A Simple Regression Problem

This article is part of a model new assortment that features points with reply, that may help you hone your machine finding out and pattern recognition experience. Try to resolve this draw back by your self first, sooner than wanting on the reply. Today’s draw back moreover has an intriguing mathematical enchantment and reply: this allows you to confirm in case your reply found using machine finding out strategies, is suitable or not. The diploma is for newcomers. 

The draw back is as follows. Let X1, X2, X3 and so forth be a sequence recursively outlined by Xn+1 = Stdev(X1, …, Xn). Here X1, the preliminary state of affairs, is a optimistic precise amount or random variable. Thus,

It is clear that Xn = An X1, the place An is a amount that does not depend upon X1. So we’re capable of assume, with out lack of generality, that X1 = 1. For event, A1 = 1 and A2 = 0. The goal proper right here is to test the conduct of An (for large n) using straightforward model turning into strategies. I plotted the first few values of An, underneath. In the decide underneath, the X-axis represents n, and the Y-axis represents An. The question is: the way in which to approximate An as a straightforward function of n? Of course, a linear regression is not going to work. What a few polynomial regression?
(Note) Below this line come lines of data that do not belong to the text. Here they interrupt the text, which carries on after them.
PR #93631, opened 2020-08-01
modify proto for ipv6 route filter

yanghaichao12:
What type of PR is this?
/kind bug

because the protocol type in  local table for ipv6 is none but not kernal，which is present in local table for ipv4.:
```json
local ::1 dev lo  proto none  metric 0  pref medium
local 100::1 dev lo  proto none  metric 0  pref medium
local 300::3 dev lo  proto none  metric 0  pref medium

local 10.46.177.110 dev ens3  proto kernel  scope host  src 10.46.177.110
broadcast 10.46.177.255 dev ens3  proto kernel  scope link  src 10.46.177.110
local 10.254.0.1 dev kube-ipvs0  proto kernel  scope host  src 10.254.0.1

```
 the case in function 'RouteListFiltered'  in the file of  vendor/github.com/vishvananda/netlink/route_linux.go could not work well
```go
case filterMask&RT_FILTER_PROTOCOL != 0 && route.Protocol != filter.Protocol:
				continue
```
 because of the inconsistencies between IPv4 and IPv6kernel.
For example, the 'NodePort'   is affected and cannot open the local port

Which issue(s) this PR fixes:
Fixes #
area/ipvs
/release-note-none
/priority backlog

### DIFF
--- a/pkg/proxy/ipvs/netlink_linux.go
+++ b/pkg/proxy/ipvs/netlink_linux.go
@@ -177,6 +177,16 @@ func (h *netlinkHandle) GetLocalAddresses(dev, filterDev string) (sets.String, e
 	if err != nil {
 		return nil, fmt.Errorf("error list route table, err: %v", err)
 	}
+
+	if h.isIPv6 {
+		unsRouteFilter := &netlink.Route{
+			Table:    unix.RT_TABLE_LOCAL,
+			Type:     unix.RTN_LOCAL,
+			Protocol: unix.RTPROT_UNSPEC,
+		}
+		unsroutes, _ := h.RouteListFiltered(netlink.FAMILY_V6, unsRouteFilter, filterMask)
+		routes = append(routes, unsroutes...)
+	}
 	res := sets.NewString()
 	for _, route := range routes {
 		if route.LinkIndex == filterLinkIndex {


aojea:
I see proto kernel for ipv6 routes, is this not ok?
```
ip -6 route
::1 dev lo proto kernel metric 256 pref medium
fc00:f853:ccd:e793::/64 dev br-fea52c6e7c01 proto kernel metric 256 linkdown pref medium
fe80::/64 dev br-fea52c6e7c01 proto kernel metric 256 linkdown pref medium
fe80::/64 dev wlp82s0 proto kernel metric 600 pref medium
```

yanghaichao12:
@aojea hi, test this : ' ip -6 r show table local'

aojea:
> @aojea hi, test this : ' ip -6 r show table local'

$ ip -6 r show table local
local ::1 dev lo proto kernel metric 0 pref medium
anycast fc00:f853:ccd:e793:: dev br-68d675e8e360 proto kernel metric 0 pref medium
local fc00:f853:ccd:e793::1 dev br-68d675e8e360 proto kernel metric 0 pref medium
local fd00:aaaa:bbbb:cccc::1 dev lo proto kernel metric 0 pref medium
anycast fe80:: dev enp2s0 proto kernel metric 0 pref medium
anycast fe80:: dev br-68d675e8e360 proto kernel metric 0 pref medium
anycast fe80:: dev docker0 proto kernel metric 0 pref medium
anycast fe80:: dev veth1409fee proto kernel metric 0 pref medium
anycast fe80:: dev vethbcf67ef proto kernel metric 0 pref medium
local fe80::1 dev br-68d675e8e360 proto kernel metric 0 pref medium
local fe80::42:fff:fec7:b453 dev docker0 proto kernel metric 0 pref medium
local fe80::42:67ff:fe49:4682 dev br-68d675e8e360 proto kernel metric 0 pref medium
local fe80::4261:86ff:fef5:96dd dev enp2s0 proto kernel metric 0 pref medium
local fe80::60b1:e7ff:fe5b:da1a dev vethbcf67ef proto kernel metric 0 pref medium
local fe80::7c7b:32ff:fe18:5395 dev veth1409fee proto kernel metric 0 pref medium
ff00::/8 dev enp2s0 metric 256 pref medium
ff00::/8 dev br-68d675e8e360 metric 256 linkdown pref medium
ff00::/8 dev docker0 metric 256 pref medium
ff00::/8 dev veth1409fee metric 256 pref medium
ff00::/8 dev vethbcf67ef metric 256 pref medium

yanghaichao12:
@aojea it‘s wiered. i check other machine and get same results:
image

maybe original proto is absent when using  'ip a add xxxx' (see: https://github.com/torvalds/linux/blob/06a81c1c7db9bd5de0bd38cd5acc44bb22b99150/net/core/fib_rules.c#L560).
 i'm not sure  and i'll check the source code of iproute2 later.  thx

yanghaichao12:
@aojea hi， how did you add those route? by 'ip a add' or 'ip r add ...proto kernel' or just 'route add...'? i add those by  'ip a add' and the routes are generated automatically. my systems are :
```bash
[root@ZSJ_redhat7 ~]# uname -a
Linux ZSJ_redhat7.3_1018 3.10.0-514.el7.x86_64 #1 SMP Wed Oct 19 11:24:13 EDT 2016 x86_64 x86_64 x86_64 GNU/Linux
```
or
```bash
root@k8s:/etc/iproute2# uname -a
Linux k8s 4.4.0-21-generic #37-Ubuntu SMP Mon Apr 18 18:33:37 UTC 2016 x86_64 x86_64 x86_64 GNU/Linux
```

by tracing 'ip a add' , i got this:

```bash
sendmsg(3, {msg_name(12)={sa_family=AF_NETLINK, pid=0, groups=00000000}, msg_iov(1)=[{"\x40\x00\x00\x00\x14\x00\x05\x06\x90\xb5\x30\x5f\x00\x00\x00\x00\x0a\x80\x00\x00\x02\x00\x00\x00\x14\x00\x02\x00\x03\x00\x00\x00"..., 64}], msg_controllen=0, msg_flags=0}, 0) = 64
```
so i checked the function ’inet6_rtm_newaddr‘ in https://github.com/torvalds/linux/blob/fc80c51fd4b23ec007e88d4c688f2cac1b8648e7/net/ipv6/addrconf.c#L4805
and found 'tb[FRA_PROTOCOL]'  not being  intitial, maybe that's the reason. i'm not sure. 
i don‘t know how to fix it, maybe the better way is using both 'RTPROT_UNSPEC' and 'RTPROT_KERNEL' as filter.....

aojea:
> how did you add those route? by 'ip a add' or 'ip r add ...proto kernel' or just 'route add...'? i add those by 'ip a add' and the routes are generated automatically. my systems are :

Those routes are automatically generated once you configure an IP on an interface.

yanghaichao12:
@aojea how about that，using two filter：
```go
routeFilter := &netlink.Route{
		Table:    unix.RT_TABLE_LOCAL,
		Type:     unix.RTN_LOCAL,
		Protocol: unix.RTPROT_KERNEL,
	}
	filterMask := netlink.RT_FILTER_TABLE | netlink.RT_FILTER_TYPE | netlink.RT_FILTER_PROTOCOL

	// find chosen device
	if chosenLinkIndex != -1 {
		routeFilter.LinkIndex = chosenLinkIndex
		filterMask |= netlink.RT_FILTER_OIF
	}

	routes, err := h.RouteListFiltered(netlink.FAMILY_ALL, routeFilter, filterMask)
	if err != nil {
		return nil, fmt.Errorf("error list route table, err: %v", err)
	}

	if h.isIPv6 {
		unsRouteFilter := &netlink.Route{
			Table:    unix.RT_TABLE_LOCAL,
			Type:     unix.RTN_LOCAL,
			Protocol: unix.RTPROT_UNSPEC,
		}
		unsroutes, _ := h.RouteListFiltered(netlink.FAMILY_ALL, unsRouteFilter, filterMask)
		routes = append(routes, unsroutes...)
	}
```

aojea:
@yanghaichao12 , I know that there are some people are already using for IPv6 and dual stack and we didn't receive any bug related to this, is this a bug that you hit or is just your conclusion after reading the code?

However, let me ping some people with much more knowledge than me in this area
/assign @uablrek  @andrewsykim

uablrek:
I have never seen anything like;

> local ::1 dev lo  proto none  metric 0  pref medium

in any system. It is always `proto kernel` for all routes automatically created when doing a `route -6 address add ...`;

```
local ::1 dev lo proto kernel metric 0 pref medium
```

I picked `lo` as example since K8s never has anything to do with that address setting.

The PR as it is would create failures in _any_ system _except_ the issuers. The proposed code in above is better.

I do not think it is a good idea to alter the K8s code for this, rather try to figure out why `proto none` in showing up only on the issuers systems. Some sysctl setting maybe?

And I also think that an issue must be written if it doesn't exist(?) that is triaged and analyzed in the normal way.

yanghaichao12:
@aojea @uablrek  not just after reading the code. in fact ，i've to resolve the problem by using ’--nodeport-addresses‘.  but my NICs are so many, i don't want to add every address here, so
i debug the codes and review some  literature. At first, I suspected ’sysctl' but cannot find anything. if it's existing, i think that's best way. if you know, pls help me. i've looked for a long time and found nothing....thx

aojea:
> And I also think that an issue must be written if it doesn't exist(?) that is triaged and analyzed in the normal way.

@yanghaichao12 I agree with Lars here, we need to understand first the problem, the normal workflow should be to open an Issue, explain the problem and how to reproduce it.
Then you can offer a possible solution and discuss it, once there is agreement you can file the PR.

yanghaichao12:
@uablrek if you do `route -6  add ...`, it would not use netlink but ioctl:
```shell
socket(PF_INET6, SOCK_DGRAM, IPPROTO_IP) = 3
ioctl(3, SIOCGIFINDEX, {ifr_name="ens3", }) = 0
ioctl(3, SIOCADDRT, 0x7ffef015d780)     = 0

```
ioctl has different behavior to netlink

yanghaichao12:
@aojea I'll close this PR first, and then open an issue to discuss this matter. Thank you anyway ：）

uablrek:
@yanghaichao12 Please make a reference to this PR in the issue.

uablrek:
Reproduced it (with a really old kernel)!
```
$ uname -a
Linux vm-001 3.16.82 #10 SMP Wed Apr 1 08:37:46 CEST 2020 x86_64 GNU/Linux
$ ip -6 route show table local
local ::1 dev lo proto unspec metric 0 
...
```
Seem to be kernel dependent. I have assumed "proto none" and "proto unspec" are the same thing just printed different depending on the version of `ip` (iproute2).

rikatz:
Assuming RHEL 7/CentOS7 uses Kernel 3.10, this might be a problem into it also?

Taking a look into my environment with CentOS7:

```
# ip -6 route show table local
local ::1 dev lo proto unspec metric 0 pref medium
```
Can move this to the opened issue, but feeding here as this might be a problem for the Enterprise Linux versions :)

uablrek:
BTW  I used exactly the same `ip` (iproute2) in 3.16.82 as in my tests with later kernels (with "proto kernel") so the difference is in the kernel not in the `ip` program.

yanghaichao12:
@uablrek hi ,you'r right it's not about ip program， i‘ve see the syscall：
```shell
sendmsg(3, {msg_name(12)={sa_family=AF_NETLINK, pid=0, groups=00000000}, msg_iov(1)=[{"\x40\x00\x00\x00\x14\x00\x05\x06\x90\xb5\x30\x5f\x00\x00\x00\x00\x0a\x80\x00\x00\x02\x00\x00\x00\x14\x00\x02\x00\x03\x00\x00\x00"..., 64}], msg_controllen=0, msg_flags=0}, 0) = 64
```
just  x14 but not x18 . 
and i've opened a issue #93858

pkg/proxy/ipvs/netlink_linux.go
```diff
@@ -173,10 +172,21 @@ func (h *netlinkHandle) GetLocalAddresses(dev, filterDev string) (sets.String, e
 		routeFilter.LinkIndex = chosenLinkIndex
 		filterMask |= netlink.RT_FILTER_OIF
 	}
+
 	routes, err := h.RouteListFiltered(netlink.FAMILY_ALL, routeFilter, filterMask)
 	if err != nil {
 		return nil, fmt.Errorf("error list route table, err: %v", err)
 	}
+
+	if h.isIPv6 {
```
Lion-Wei, line 181: Instead of list all ipv4 and ipv6 routes, then filter out, can we only list routes that we expected?

Lion-Wei:
/ok-to-test
Thanks for fixing this, I left one comment, please check. : )

pkg/proxy/ipvs/netlink_linux.go
yanghaichao12: okay,i'll check it and modify later,thx!

aojea:
Checking in, do we still want to merge this?

uablrek:
It has gone stale 2 times. I don't know. Perhaps documentation is enough as proposed https://github.com/kubernetes/kubernetes/issues/93858#issuecomment-747121595.

aojea:
let's close it then, if is a kernel bug we should expect distros to fix them.

/close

The first 600 values of An may be discovered proper right here, as a textual content material file.

Solution

A instrument as main as Excel is good ample to go looking out the reply. However, whenever you use Excel, the built-in function Stdev has a correcting situation that should be taken care of. But you might merely use the values of An obtainable in my textual content material file talked about above, to stay away from this draw back.

If you utilize Excel, you might try diversified sorts of sample traces to approximate the blue curve, and even compute the regression coefficients and the R-squared for each examined model. You will uncover in a short while that the power sample line is among the greatest model by far, that is, An could also be very successfully approximated (for large values of n) by An = b n^c. Here n^c stands for n at power c; moreover, b and c are the regression coefficients. In completely different phrases, log An = log b + c log n (roughly). 

What could also be very attention-grabbing, is that using some arithmetic, you might actually compute the exact price of c. Indeed, c is reply of the equation c^2 = (2c + 1) (c + 1)^2, see proper right here. This is a polynomial equation of diploma 3, so the exact price of c could also be computed. The approximation is c = -0.3522011. It is nonetheless very arduous to get the exact price of b

It would attention-grabbing to plot the residual error for each estimated price of An, and see if it reveals some pattern. This would possibly end in a better approximation: An = b n^c (1 + n), with three parameters: b, c (unchanged) and d.

To acquire a weekly digest of our new articles, subscribe to our publication, proper right here.

About the author:  Vincent Granville is a data science pioneer, mathematician, e-book author (Wiley), patent proprietor, former post-doc at Cambridge University, former VC-funded authorities, with 20+ years of firm experience along with CNET, NBC, Visa, Wells Fargo, Microsoft, eBay. Vincent may also be self-publisher at DataShaping.com, and based mostly and co-founded just some start-ups, along with one with a worthwhile exit (Data Science Central acquired by Tech Target). He simply recently opened Paris Restaurant, in Anacortes. You can entry Vincent’s articles and books, proper right here.